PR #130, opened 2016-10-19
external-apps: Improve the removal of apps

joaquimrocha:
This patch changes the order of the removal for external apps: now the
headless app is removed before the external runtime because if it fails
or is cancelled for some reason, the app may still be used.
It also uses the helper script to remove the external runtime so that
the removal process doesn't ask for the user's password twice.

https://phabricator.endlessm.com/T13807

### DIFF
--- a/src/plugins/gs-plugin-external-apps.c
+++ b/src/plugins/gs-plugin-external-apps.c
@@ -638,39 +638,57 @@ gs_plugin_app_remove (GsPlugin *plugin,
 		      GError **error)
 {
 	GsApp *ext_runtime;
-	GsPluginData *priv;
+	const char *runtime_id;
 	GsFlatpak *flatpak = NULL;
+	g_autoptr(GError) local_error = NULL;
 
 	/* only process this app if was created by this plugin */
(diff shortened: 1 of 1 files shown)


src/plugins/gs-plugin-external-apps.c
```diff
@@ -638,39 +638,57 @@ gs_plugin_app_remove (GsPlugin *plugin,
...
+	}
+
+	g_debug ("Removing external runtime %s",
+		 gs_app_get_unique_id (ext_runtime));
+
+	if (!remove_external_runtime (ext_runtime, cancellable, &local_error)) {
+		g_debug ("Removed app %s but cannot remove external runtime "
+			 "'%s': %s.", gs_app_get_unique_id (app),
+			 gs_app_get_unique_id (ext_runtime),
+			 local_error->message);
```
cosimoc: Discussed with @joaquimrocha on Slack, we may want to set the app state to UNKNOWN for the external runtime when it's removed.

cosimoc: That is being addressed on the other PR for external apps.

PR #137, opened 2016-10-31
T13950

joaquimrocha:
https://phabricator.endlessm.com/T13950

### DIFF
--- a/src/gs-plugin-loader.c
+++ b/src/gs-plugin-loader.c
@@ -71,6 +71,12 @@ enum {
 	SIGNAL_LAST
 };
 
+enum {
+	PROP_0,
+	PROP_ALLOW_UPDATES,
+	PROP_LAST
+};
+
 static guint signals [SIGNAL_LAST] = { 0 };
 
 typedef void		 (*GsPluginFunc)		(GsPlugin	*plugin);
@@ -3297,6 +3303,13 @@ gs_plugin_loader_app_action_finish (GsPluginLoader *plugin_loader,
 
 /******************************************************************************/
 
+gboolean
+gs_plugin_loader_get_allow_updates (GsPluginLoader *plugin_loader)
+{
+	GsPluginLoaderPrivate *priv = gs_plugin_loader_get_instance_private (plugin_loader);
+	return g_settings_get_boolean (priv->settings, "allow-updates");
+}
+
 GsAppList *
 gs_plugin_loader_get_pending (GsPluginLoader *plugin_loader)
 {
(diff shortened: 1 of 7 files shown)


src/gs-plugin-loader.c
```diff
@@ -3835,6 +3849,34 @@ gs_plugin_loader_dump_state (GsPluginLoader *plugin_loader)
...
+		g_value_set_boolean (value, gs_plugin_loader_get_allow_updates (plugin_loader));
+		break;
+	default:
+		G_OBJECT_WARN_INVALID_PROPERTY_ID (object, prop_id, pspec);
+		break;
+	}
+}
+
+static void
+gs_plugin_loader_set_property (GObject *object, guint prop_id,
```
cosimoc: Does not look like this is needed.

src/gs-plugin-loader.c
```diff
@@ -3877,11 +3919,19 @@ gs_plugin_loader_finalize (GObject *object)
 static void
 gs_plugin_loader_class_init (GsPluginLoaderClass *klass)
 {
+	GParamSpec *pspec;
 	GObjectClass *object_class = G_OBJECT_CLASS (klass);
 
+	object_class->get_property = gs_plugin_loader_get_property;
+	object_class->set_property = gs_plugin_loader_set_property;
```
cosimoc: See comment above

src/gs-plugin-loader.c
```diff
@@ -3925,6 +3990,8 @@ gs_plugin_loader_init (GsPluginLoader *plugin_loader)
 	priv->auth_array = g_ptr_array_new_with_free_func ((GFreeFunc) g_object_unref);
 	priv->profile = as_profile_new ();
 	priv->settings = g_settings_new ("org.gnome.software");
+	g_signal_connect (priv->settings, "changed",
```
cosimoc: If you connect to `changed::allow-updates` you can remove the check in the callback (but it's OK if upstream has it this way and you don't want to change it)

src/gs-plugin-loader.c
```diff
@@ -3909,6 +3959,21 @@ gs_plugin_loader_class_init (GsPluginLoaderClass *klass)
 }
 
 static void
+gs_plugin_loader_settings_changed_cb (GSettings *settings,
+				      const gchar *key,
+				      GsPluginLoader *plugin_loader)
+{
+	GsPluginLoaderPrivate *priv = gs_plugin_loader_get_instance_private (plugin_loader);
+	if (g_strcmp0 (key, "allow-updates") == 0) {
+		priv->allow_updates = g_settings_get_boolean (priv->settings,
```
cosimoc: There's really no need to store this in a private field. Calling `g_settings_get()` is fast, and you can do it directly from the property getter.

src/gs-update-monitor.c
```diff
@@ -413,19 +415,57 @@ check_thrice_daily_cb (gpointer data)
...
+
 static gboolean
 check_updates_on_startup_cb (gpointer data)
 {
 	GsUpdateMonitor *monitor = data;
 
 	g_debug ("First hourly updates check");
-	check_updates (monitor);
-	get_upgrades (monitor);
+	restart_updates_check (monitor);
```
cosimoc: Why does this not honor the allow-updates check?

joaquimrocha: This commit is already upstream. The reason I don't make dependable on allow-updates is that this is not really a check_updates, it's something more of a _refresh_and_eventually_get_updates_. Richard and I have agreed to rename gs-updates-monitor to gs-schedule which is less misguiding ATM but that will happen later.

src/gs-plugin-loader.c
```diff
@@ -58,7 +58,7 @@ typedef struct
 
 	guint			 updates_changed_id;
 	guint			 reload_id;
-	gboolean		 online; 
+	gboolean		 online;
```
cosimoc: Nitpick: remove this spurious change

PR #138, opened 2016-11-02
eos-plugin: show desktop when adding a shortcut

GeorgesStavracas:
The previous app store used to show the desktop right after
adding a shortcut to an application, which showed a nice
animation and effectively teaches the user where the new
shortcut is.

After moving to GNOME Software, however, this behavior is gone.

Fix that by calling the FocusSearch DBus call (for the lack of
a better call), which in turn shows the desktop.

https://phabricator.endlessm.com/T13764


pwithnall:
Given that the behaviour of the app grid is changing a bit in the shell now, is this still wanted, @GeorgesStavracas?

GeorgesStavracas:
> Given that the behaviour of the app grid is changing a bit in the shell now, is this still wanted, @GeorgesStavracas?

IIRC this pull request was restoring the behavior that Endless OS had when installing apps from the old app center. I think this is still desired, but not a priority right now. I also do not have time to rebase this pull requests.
◇ ◇ ◇
Aim of the exercise
Return all the data exactly as given.

Result
PR #130, opened 2016-10-19
external-apps: Improve the removal of apps

joaquimrocha:
This patch changes the order of the removal for external apps: now the
headless app is removed before the external runtime because if it fails
or is cancelled for some reason, the app may still be used.
It also uses the helper script to remove the external runtime so that
the removal process doesn't ask for the user's password twice.

https://phabricator.endlessm.com/T13807

### DIFF
--- a/src/plugins/gs-plugin-external-apps.c
+++ b/src/plugins/gs-plugin-external-apps.c
@@ -638,39 +638,57 @@ gs_plugin_app_remove (GsPlugin *plugin,
 		      GError **error)
 {
 	GsApp *ext_runtime;
-	GsPluginData *priv;
+	const char *runtime_id;
 	GsFlatpak *flatpak = NULL;
+	g_autoptr(GError) local_error = NULL;
 
 	/* only process this app if was created by this plugin */
(diff shortened: 1 of 1 files shown)


src/plugins/gs-plugin-external-apps.c
```diff
@@ -638,39 +638,57 @@ gs_plugin_app_remove (GsPlugin *plugin,
...
+	}
+
+	g_debug ("Removing external runtime %s",
+		 gs_app_get_unique_id (ext_runtime));
+
+	if (!remove_external_runtime (ext_runtime, cancellable, &local_error)) {
+		g_debug ("Removed app %s but cannot remove external runtime "
+			 "'%s': %s.", gs_app_get_unique_id (app),
+			 gs_app_get_unique_id (ext_runtime),
+			 local_error->message);
```
cosimoc: Discussed with @joaquimrocha on Slack, we may want to set the app state to UNKNOWN for the external runtime when it's removed.

cosimoc: That is being addressed on the other PR for external apps.

PR #137, opened 2016-10-31
T13950

joaquimrocha:
https://phabricator.endlessm.com/T13950

### DIFF
--- a/src/gs-plugin-loader.c
+++ b/src/gs-plugin-loader.c
@@ -71,6 +71,12 @@ enum {
 	SIGNAL_LAST
 };
 
+enum {
+	PROP_0,
+	PROP_ALLOW_UPDATES,
+	PROP_LAST
+};
+
 static guint signals [SIGNAL_LAST] = { 0 };
 
 typedef void		 (*GsPluginFunc)		(GsPlugin	*plugin);
@@ -3297,6 +3303,13 @@ gs_plugin_loader_app_action_finish (GsPluginLoader *plugin_loader,
 
 /******************************************************************************/
 
+gboolean
+gs_plugin_loader_get_allow_updates (GsPluginLoader *plugin_loader)
+{
+	GsPluginLoaderPrivate *priv = gs_plugin_loader_get_instance_private (plugin_loader);
+	return g_settings_get_boolean (priv->settings, "allow-updates");
+}
+
 GsAppList *
 gs_plugin_loader_get_pending (GsPluginLoader *plugin_loader)
 {
(diff shortened: 1 of 7 files shown)


src/gs-plugin-loader.c
```diff
@@ -3835,6 +3849,34 @@ gs_plugin_loader_dump_state (GsPluginLoader *plugin_loader)
...
+		g_value_set_boolean (value, gs_plugin_loader_get_allow_updates (plugin_loader));
+		break;
+	default:
+		G_OBJECT_WARN_INVALID_PROPERTY_ID (object, prop_id, pspec);
+		break;
+	}
+}
+
+static void
+gs_plugin_loader_set_property (GObject *object, guint prop_id,
```
cosimoc: Does not look like this is needed.

src/gs-plugin-loader.c
```diff
@@ -3877,11 +3919,19 @@ gs_plugin_loader_finalize (GObject *object)
 static void
 gs_plugin_loader_class_init (GsPluginLoaderClass *klass)
 {
+	GParamSpec *pspec;
 	GObjectClass *object_class = G_OBJECT_CLASS (klass);
 
+	object_class->get_property = gs_plugin_loader_get_property;
+	object_class->set_property = gs_plugin_loader_set_property;
```
cosimoc: See comment above

src/gs-plugin-loader.c
```diff
@@ -3925,6 +3990,8 @@ gs_plugin_loader_init (GsPluginLoader *plugin_loader)
 	priv->auth_array = g_ptr_array_new_with_free_func ((GFreeFunc) g_object_unref);
 	priv->profile = as_profile_new ();
 	priv->settings = g_settings_new ("org.gnome.software");
+	g_signal_connect (priv->settings, "changed",
```
cosimoc: If you connect to `changed::allow-updates` you can remove the check in the callback (but it's OK if upstream has it this way and you don't want to change it)

src/gs-plugin-loader.c
```diff
@@ -3909,6 +3959,21 @@ gs_plugin_loader_class_init (GsPluginLoaderClass *klass)
 }
 
 static void
+gs_plugin_loader_settings_changed_cb (GSettings *settings,
+				      const gchar *key,
+				      GsPluginLoader *plugin_loader)
+{
+	GsPluginLoaderPrivate *priv = gs_plugin_loader_get_instance_private (plugin_loader);
+	if (g_strcmp0 (key, "allow-updates") == 0) {
+		priv->allow_updates = g_settings_get_boolean (priv->settings,
```
cosimoc: There's really no need to store this in a private field. Calling `g_settings_get()` is fast, and you can do it directly from the property getter.

src/gs-update-monitor.c
```diff
@@ -413,19 +415,57 @@ check_thrice_daily_cb (gpointer data)
...
+
 static gboolean
 check_updates_on_startup_cb (gpointer data)
 {
 	GsUpdateMonitor *monitor = data;
 
 	g_debug ("First hourly updates check");
-	check_updates (monitor);
-	get_upgrades (monitor);
+	restart_updates_check (monitor);
```
cosimoc: Why does this not honor the allow-updates check?

joaquimrocha: This commit is already upstream. The reason I don't make dependable on allow-updates is that this is not really a check_updates, it's something more of a _refresh_and_eventually_get_updates_. Richard and I have agreed to rename gs-updates-monitor to gs-schedule which is less misguiding ATM but that will happen later.

src/gs-plugin-loader.c
```diff
@@ -58,7 +58,7 @@ typedef struct
 
 	guint			 updates_changed_id;
 	guint			 reload_id;
-	gboolean		 online; 
+	gboolean		 online;
```
cosimoc: Nitpick: remove this spurious change

PR #138, opened 2016-11-02
eos-plugin: show desktop when adding a shortcut

GeorgesStavracas:
The previous app store used to show the desktop right after
adding a shortcut to an application, which showed a nice
animation and effectively teaches the user where the new
shortcut is.

After moving to GNOME Software, however, this behavior is gone.

Fix that by calling the FocusSearch DBus call (for the lack of
a better call), which in turn shows the desktop.

https://phabricator.endlessm.com/T13764


pwithnall:
Given that the behaviour of the app grid is changing a bit in the shell now, is this still wanted, @GeorgesStavracas?

GeorgesStavracas:
> Given that the behaviour of the app grid is changing a bit in the shell now, is this still wanted, @GeorgesStavracas?

IIRC this pull request was restoring the behavior that Endless OS had when installing apps from the old app center. I think this is still desired, but not a priority right now. I also do not have time to rebase this pull requests.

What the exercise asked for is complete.